Dynamics of the amount of extracellular proteins during growth of S. aureus RN6390 in TSB medium. (A) Individual dual-channel 2D patterns of extracellular proteins during the different phases of the growth curve for cells grown in TSB medium were assembled into a movie. The protein pattern at an OD₅₄₀ of 1 (labeled in green) was compared with the protein patterns at higher optical densities (labeled in red).
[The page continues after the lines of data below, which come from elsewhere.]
PR #100, opened 2019-06-03
Support nested joins

### LINKED ISSUE #83: Support join associativity

benesch:
Fix #83.

@nickolay this is everything, for the moment! Feel free to review/merge in any order. I'll take care of rebasing whatever winds up conflicting (though feel free to rebase yourself, if you're so inclined).

### DIFF
--- a/src/sqlast/query.rs
+++ b/src/sqlast/query.rs
@@ -215,6 +215,10 @@ pub enum TableFactor {
         subquery: Box<SQLQuery>,
         alias: Option<TableAlias>,
     },
+    NestedJoin {
+        base: Box<TableFactor>,
+        joins: Vec<Join>,
+    },
 }
 
 impl ToString for TableFactor {
@@ -252,6 +256,13 @@ impl ToString for TableFactor {
                     s += &format!(" AS {}", alias.to_string());
                 }
                 s
+            }
+            TableFactor::NestedJoin { base, joins } => {
+                let mut s = base.to_string();
+                for join in joins {
+                    s += &join.to_string();
+                }
+                format!("({})", s)
             }
         }
     }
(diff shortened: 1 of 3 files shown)


benesch:
> I thought fixing this would have to deal with the weird way we store joins, with FROM foo NATURAL JOIN bar, baz NATURAL JOIN qux stored as vec![Natural "bar", Implicit "baz", Natural "qux"] instead of From [Natural ("foo", "bar"), Natural("baz", "qux")].

Oh wow, that is some headscratching syntax. I've never seen anyone combine the implicit and explicit syntaxes before! I wasn't even aware that was possible. Sigh.

> This doesn't handle ((a NATURAL JOIN b)) just as we didn't handle ((SELECT ..)) derived tables, which I think is OK.

Oh, good catch. I'm going to merge for now, but I'll investigate making a follow-on PR to support double parens.

benesch:
> > This doesn't handle ((a NATURAL JOIN b)) just as we didn't handle ((SELECT ..)) derived tables, which I think is OK.
> 
> Oh, good catch. I'm going to merge for now, but I'll investigate making a follow-on PR to support double parens.

Wait... I think we do support this! Unless I'm misunderstanding. See #108.

benesch:
> > I thought fixing this would have to deal with the weird way we store joins, with FROM foo NATURAL JOIN bar, baz NATURAL JOIN qux stored as vec![Natural "bar", Implicit "baz", Natural "qux"] instead of From [Natural ("foo", "bar"), Natural("baz", "qux")].
> 
> Oh wow, that is some headscratching syntax. I've never seen anyone combine the implicit and explicit syntaxes before! I wasn't even aware that was possible. Sigh.

I took a stab at fixing this in #109. Discussion to follow there.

As a consequence of dual channel labeling, spots where the intensities do not differ between the compared gels are yellow, and spots with different intensities are either green or red (15). (B) Growth curve for S. aureus RN6390 grown in TSB medium, as determined by OD₅₄₀ readings. The sampling points for proteomics analyses are indicated by arrows. (C) Proteomic signatures of selected proteins representing different regulatory groups, as revealed by dual-channel imaging. The amounts of the respective proteins at an OD₅₄₀ of 1 (spots labeled in green) for cells grown in TSB medium were compared with the relative amounts of these proteins at higher optical densities (spots labeled in red). Proteins were stained with Sypro ruby.

FIG. 4.

Staphylococcal pathways to pathogenesis. The figure shows a schematic representation of a staphylococcal cell with potential pathways for protein sorting and secretion. (A) Proteins without signal peptides reside in the cytoplasm. (B) Proteins with one or more transmembrane-spanning domains can be inserted into the membrane via the Sec, Tat, or Com pathway. (C) Lipoproteins are exported via the Sec pathway and are anchored to the membrane after lipid modification. (D) Proteins with cell wall retention signals are exported via the Sec, Tat, or Com pathway and retained in the cell wall via covalent or high-affinity binding to cell wall components. (E) Exported proteins with a signal peptide and without a membrane or cell wall retention signal can be secreted into the extracellular milieu via the various indicated pathways.

FIG. 5.

General properties and classification of S. aureus signal peptides. Signal peptide properties are based on SPase cleavage sites and the export pathways by which the preproteins are exported. Predicted signal peptides (144) were divided into the following five distinct classes: secretory (Sec-type) signal peptides, twin-arginine (RR/KR) signal peptides, lipoprotein signal peptides, pseudopilin-like signal peptides, and bacteriocin leader peptides. Most of these signal peptides have a tripartite structure, with a positively charged N domain (N) containing lysine and/or arginine residues (indicated by plus signs), a hydrophobic H domain (H, indicated by a black box), and a C domain (C) that specifies the cleavage site for a specific SPase. Where appropriate, the most frequently occurring amino acid residues at particular positions in the signal peptide or mature protein are indicated. Also, the numbers of signal peptides identified for each class and the respective SPase are indicated.